Records provided section start

PR #6641, opened 2021-09-17
tests: additional callbacks test for remaining filesystems

skshetry:
Gdrive will fail unless the `pydrive2` is updated.

Added a few more remotes for tests of the callbacks as well.

### DIFF
--- a/tests/func/test_fs.py
+++ b/tests/func/test_fs.py
@@ -429,6 +429,8 @@ def test_fs_makedirs_on_upload_and_copy(dvc, cloud):
         pytest.lazy_fixture("s3"),
         pytest.lazy_fixture("ssh"),
         pytest.lazy_fixture("webhdfs"),
+        pytest.lazy_fixture("webdav"),
+        pytest.lazy_fixture("http"),
     ],
 )
 def test_upload_callback(tmp_dir, dvc, cloud):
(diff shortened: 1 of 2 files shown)


tests/func/test_fs.py
```diff
@@ -450,24 +452,23 @@ def test_upload_callback(tmp_dir, dvc, cloud):
     [
         pytest.lazy_fixture("azure"),
         pytest.lazy_fixture("gs"),
-        pytest.param(
-            pytest.lazy_fixture("gdrive"),
-            marks=pytest.mark.xfail(
-                reason="https://github.com/iterative/PyDrive2/issues/136"
-            ),
-        ),
```
skshetry, line 458: `gdrive` will fail until the dependency is updated.

tests/func/test_fs.py
```diff
@@ -507,3 +509,59 @@ def test_download_dir_callback(tmp_dir, dvc, cloud):
...
+    callback = fsspec.Callback()
+    fs.download(tmp_dir / "file", tmp_dir / "file2", callback=callback)
+
+    size = os.path.getsize(tmp_dir / "file")
+    assert (tmp_dir / "file2").read_text() == "file"
+    assert callback.size == size
+    assert callback.value == size
+
+    if fs_type == "git":
+        pytest.skip("gitfs does not support download_dir")
```
skshetry, line 530: `download_dir` is not working, not sure if we use `fs.download_dir` for git filesystems.

efiop (approved):

efiop:
For the record: ci failures are unrelated.

PR #547, opened 2018-12-06
Update Alpha Setting for Color

epeach:
To set the alpha of the palette colors in the rainbow, I previously accessed the array of RGBA values in the p5.Color object. This update removes that 'hacky' method and instead creates a new p5.color object with the same RGB values as the old color and a manually set alpha value.


src/Effects.js
```diff
@@ -58,6 +58,11 @@ module.exports = class Effects {
       return p5.lerpColor(p5.color(prev), p5.color(next), remainder);
     };
 
+    /* Given a p5.Color object, creates a new color object with the given alpha value*/
+    const setAlphaForColor = (color, alpha) => {
+      return p5.color(color._getRed(), color._getGreen(), color._getBlue(), alpha);
```
joshlory: Can we use `p5.red(color)` etc. here?

epeach:
@joshlory How bad was the performance degradation? I can definitely understand that this change would cause that and depending on the impact, it might be worth exploring an alternative workaround.

PR #556, opened 2019-01-19
Add Flower background

ajpal:
screen shot 2019-01-18 at 6 20 21 pm


joshlory:
This looks awesome! @epeach I'm seeing a few other background baselines modified in this PR, do you know why this might be?

ajpal:
Those were generated when I ran the screenshot test. I'm not sure exactly why it made new screenshots for the rainbow background, too, but from looking at the diffs, the images are almost identical.

epeach:
It looks like the background color has changed - not sure yet what would cause that, but I'd say these are legitimate differences.

epeach:
(More update) Looks like I introduced the rainbow change with this PR: https://github.com/code-dot-org/dance-party/pull/547 so I'll handle reverting/updating those changes. If you remove those files from this PR, then it's non-blocking for this change.

PR #559, opened 2019-07-31
added music_wave background

indhu-gunda:
I added a music wave background that pulses with the music. 
Screen Shot 2019-07-31 at 4 56 18 PM


joshlory:
This is so cool!

giphy

src/Effects.js
```diff
@@ -1445,6 +1445,40 @@ module.exports = class Effects {
         }
       }
     };
+
+    this.music_wave = {
+      wave: [],
```
epeach: It looks like we'll only ever have one wave - would it make sense to update this to be a single variable and not an array?
You should be able to do that my replacing `wave: []` with `wave: null` or an empty object and then updating lines 1459 and 1467 to assign and reference `this.wave` as an object.

src/Effects.js
```diff
@@ -1445,6 +1445,40 @@ module.exports = class Effects {
...
+        this.wave.push(wave);
+      },
+
+      draw: function (context) {
+        const centroid = context.centroid;
+        let scale = p5.map(centroid, 5000, 8000, 0, 1);
+        let a = 0;
+        p5.background('black');
+        const wave = this.wave[0];
+        for (let i = 1; i <= wave.colorUnit; i+=5) {
```
epeach: Is there a reason for starting this for-loop at `i=1` instead of `i=0`? In general, I think it's preferable to start at index 0.

src/Effects.js
```diff
@@ -1445,6 +1445,40 @@ module.exports = class Effects {
...
+          p5.stroke(lerpColorFromPalette(i/wave.colorUnit));
+          let yInitial = wave.yHalf - Math.abs(wave.yHalf * scale * (wave.heightFactor/wave.colorHalf) * p5.cos(a));
```
epeach: Style suggestion: If we extract `Math.abs(wave.yHalf * scale * (wave.heightFactor/wave.colorHalf) * p5.cos(a)` into it's own variable, it will be easier to update in the future and, in my opinion, the code becomes more readable.

src/Effects.js
```diff
@@ -1445,6 +1445,40 @@ module.exports = class Effects {
...
+          let yFinal = wave.yHalf + Math.abs(wave.yHalf * scale * (wave.heightFactor/wave.colorHalf) * p5.cos(a));
+          p5.line(i, yInitial, i, yFinal);
+          if ( i > wave.colorHalf) {
```
epeach: From my interpretation, `wave.colorHalf` represents half of `wave.colorUnit`. If we can derive `wave.colorHalf` with `wave.colorUnit/2`, then I think we can get rid of `wave.colorHalf`.

src/Effects.js
```diff
@@ -1445,6 +1445,40 @@ module.exports = class Effects {
...
       }
     };
+
+    this.music_wave = {
+      wave: [],
+      init: function () {
+        let wave = {
+          inc: 360/15,
+          heightFactor: 1,
+          yHalf: 300,
```
epeach: The name of this variable, `yHalf`, makes it seem as though it represents half of the total height of the screen, which I believe would have a value of 200. Can we update this variable name so it doesn't imply that it is half the height?

demo.js
```diff
@@ -43,7 +43,7 @@ const runCode = async function () {
 }
 
 textareaCode.value = textareaCode.value || `var cat = makeNewDanceSprite("CAT", null, {x: 200, y: 200});
-setBackgroundEffectWithPalette("disco_ball", "rand");
```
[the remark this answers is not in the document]
indhu-gunda: Sorry about that! I changed it back to the original.

package-lock.json
```diff
@@ -2812,15 +2815,6 @@
       "integrity": "sha512-xDVs8pBFr6bzq9pXUkLKpGQQnzsF/l6/yX38UnCkTcUcwC0rDl1NGZGildcJVTU+uGBxfsyniK/ZWagPNn1Oqw==",
       "dev": true
     },
-    "canvas": {
```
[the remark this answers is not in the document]
indhu-gunda: I have merged with master and resolved merge conflicts.

src/Effects.js
indhu-gunda: I made wave an object.

src/Effects.js
indhu-gunda: I'm not entirely sure what the problem is when I make `i=0`. When using the p5 editor it was fine, but when testing it locally `i=0` caused the wave to look drastically different and get cut off. That's why I left it as `i=1`.

src/Effects.js
indhu-gunda: I made an `amplitude` variable for it.

src/Effects.js
indhu-gunda: I changed some of the variable names to hopefully increase clarity.

src/Effects.js
indhu-gunda: I realize now that the variable was to mark the y location of the center of the wave. I updated the name to reflect this.

src/Effects.js
```diff
@@ -1445,6 +1445,40 @@ module.exports = class Effects {
...
+        };
+      },
+
+      draw: function (context) {
+        const centroid = context.centroid;
+        let scale = p5.map(centroid, 5000, 8000, 0, 250);
+        let angle = 0;
+        p5.background('black');
+        const wave = this.wave;
+        for (let i = 1; i <= wave.xTotal; i+=5) {
```
epeach: Nit-pick (i.e. not worth blocking this from shipping, but worth thinking about) - It looks like the way this loop works is that it is 'looping over' the pixel width of the p5 draw space, drawing a new line every five pixels. It might be clearer to 'loop over' the number of lines instead (something like `for (let i = 0; i < 80; i++) {`). Either way should make the same drawing, so it just depends on what makes the most sense to you.

indhu-gunda: Since the value of i is used when drawing the line, I used a variable for the lineWidth. I think this makes the code more flexible to changes in the size of the drawing area.

src/Effects.js
```diff
@@ -1445,6 +1445,40 @@ module.exports = class Effects {
         }
       }
     };
+
+    this.music_wave = {
+      wave: {},
+      init: function () {
```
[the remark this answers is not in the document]
indhu-gunda: I made this change.

src/Effects.js
```diff
@@ -1445,6 +1445,40 @@ module.exports = class Effects {
...
+        this.wave = {
+          inc: 360/15,
+          heightFactor: 1,
+          heightDivider: 200,
+          yLoc: 300,
+          xTotal: 400,
```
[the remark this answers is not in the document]
indhu-gunda: Thank you for the recommendation. That makes a lot more sense.

src/Effects.js
```diff
@@ -1445,6 +1445,35 @@ module.exports = class Effects {
         }
       }
     };
+
+    this.music_wave = {
+      inc: 360/15,
+      heightFactor: 1,
+      heightDivider: 200,
+      yLoc: 300,
+      xTotal: p5.width,
```
epeach: Nit: Since `xTotal` now just holds the value of `p5.width`, we don't have to save the variable `xTotal` and just replace references to it with p5.width.

indhu-gunda: I believe it is all fixed now. The PR only shows Effects.js as modified. I also made the above change.

src/Effects.js
```diff
@@ -1445,6 +1445,34 @@ module.exports = class Effects {
...
       }
     };
+
+    this.music_wave = {
+      inc: 360/15,
+      heightFactor: 1,
+      heightDivider: 200,
+      yLoc: 300,
+      lineWidth: p5.width/80,
+      angle: 0,
```
epeach: One last clean-up! It doesn't look like we use this angle variable but instead use the angle variable on line 1459. If that's correct, let's get rid of this variable.

indhu-gunda: Sorry about that. Seems like I left it out when changed the type of variable.

ajpal:
Awesome! I'm so excited for this background!!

Records provided section end

What is expected: Every line in the data that holds the string "colorUnit" should be copied.

Response to this exercise:
+        for (let i = 1; i <= wave.colorUnit; i+=5) {
+          p5.stroke(lerpColorFromPalette(i/wave.colorUnit));
epeach: From my interpretation, `wave.colorHalf` represents half of `wave.colorUnit`. If we can derive `wave.colorHalf` with `wave.colorUnit/2`, then I think we can get rid of `wave.colorHalf`.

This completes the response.